## DATA EXCERPTS
PR #9017, opened 2026-01-10
Better handling skill depdenencies on ENV VAR.

xl-openai:
An experimental flow for env var skill dependencies. Skills can now declare required env vars in SKILL.md; if missing, the CLI prompts the user to get the value, and Core will store it in memory (eventually to a local persistent store)
image


codex-rs/core/src/skills/env_store.rs
```diff
@@ -0,0 +1,114 @@
...
+use codex_keyring_store::KeyringStore;
+use tracing::warn;
+
+const KEYRING_SERVICE: &str = "Codex Env Vars";
+const ENV_VARS_FILE: &str = "env_vars.json";
+
+/// Env var persistence uses keyring first, then falls back to a local file.
+/// Keys are the raw env var names, without skill-level namespacing.
+/// The file lives at `codex_home/env_vars.json` with 0600 permissions on Unix.
+pub(crate) fn load_env_var(codex_home: &Path, name: &str) -> io::Result<Option<String>> {
```
mzeng-openai: Not a blocker but we should consider consolidating this with the existing logic in codex-rs/rmcp-client/src/oauth.rs. Feels like we should have a secret manager for handling these things.

codex-rs/core/src/codex.rs
```diff
@@ -3109,6 +3126,15 @@ pub(crate) async fn run_turn(
     )
     .await;
 
+    let config = turn_context.client.config();
```
mzeng-openai, line 3227: Should this happen before we spin up missing mcp servers?

codex-rs/core/src/skills/env_var_dependencies.rs
```diff
@@ -0,0 +1,182 @@
...
+        return;
+    }
+
+    let mut values = HashMap::new();
+    for (name, answer) in response.answers {
+        let mut user_note = None;
+        for entry in &answer.answers {
+            if let Some(note) = entry.strip_prefix("user_note: ") {
+                if !note.trim().is_empty() {
+                    user_note = Some(note.trim().to_string());
```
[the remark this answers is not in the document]
mzeng-openai: Seems like a legit concern.

mzeng-openai (approved):
Stamping to unblock! Please take a look at the issue that Codex spotted if possible.

codex-rs/core/src/skills/env_var_dependencies.rs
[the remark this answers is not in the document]
xl-openai: I think all clients should follow the same behavior, there is no reason to only set "user_note:" for TUI.

codex-rs/core/src/skills/env_store.rs
viyatb-oai: this is coming soon!

codex-rs/core/src/skills/env_var_dependencies.rs
```diff
@@ -0,0 +1,160 @@
...
+use crate::codex::Session;
+use crate::codex::TurnContext;
+#[derive(Debug, Clone, PartialEq, Eq)]
+pub(crate) struct SkillDependencyInfo {
+    pub(crate) skill_name: String,
+    pub(crate) name: String,
+    pub(crate) description: Option<String>,
+}
+use crate::skills::SkillMetadata;
+/// Resolve required dependency values (session cache, then env vars),
```
viyatb-oai, line 22: nit:new line between imports and function signature?

codex-rs/core/src/skills/env_var_dependencies.rs
```diff
@@ -0,0 +1,160 @@
...
+    let existing_env = sess.dependency_env().await;
+    let mut loaded_values = HashMap::new();
+    let mut missing = Vec::new();
+    let mut seen_names = HashSet::new();
+
+    for dependency in dependencies {
+        let name = dependency.name.clone();
+        if !seen_names.insert(name.clone()) {
+            continue;
+        }
```
viyatb-oai, line 42: can you use Hashmap.difference method?

viyatb-oai (approved):
minor nits but lgtm

codex-rs/core/src/skills/env_var_dependencies.rs
xl-openai: difference only gives you set membership and drops per‑item context; here we must keep each dependency’s metadata (skill name/description)

codex-rs/core/src/skills/env_var_dependencies.rs
```diff
@@ -0,0 +1,160 @@
...
+        if existing_env.contains_key(&name) {
+            continue;
+        }
+        match env::var(&name) {
+            Ok(value) => {
+                loaded_values.insert(name.clone(), value);
+                continue;
```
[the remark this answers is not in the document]
xl-openai: It's OK for now.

## WHAT IS NEEDED
Look through the entries for the string "difference". Every line that has it belongs in the answer.

## ANSWER AREA
viyatb-oai, line 42: can you use Hashmap.difference method?
xl-openai: difference only gives you set membership and drops per‑item context; here we must keep each dependency’s metadata (skill name/description)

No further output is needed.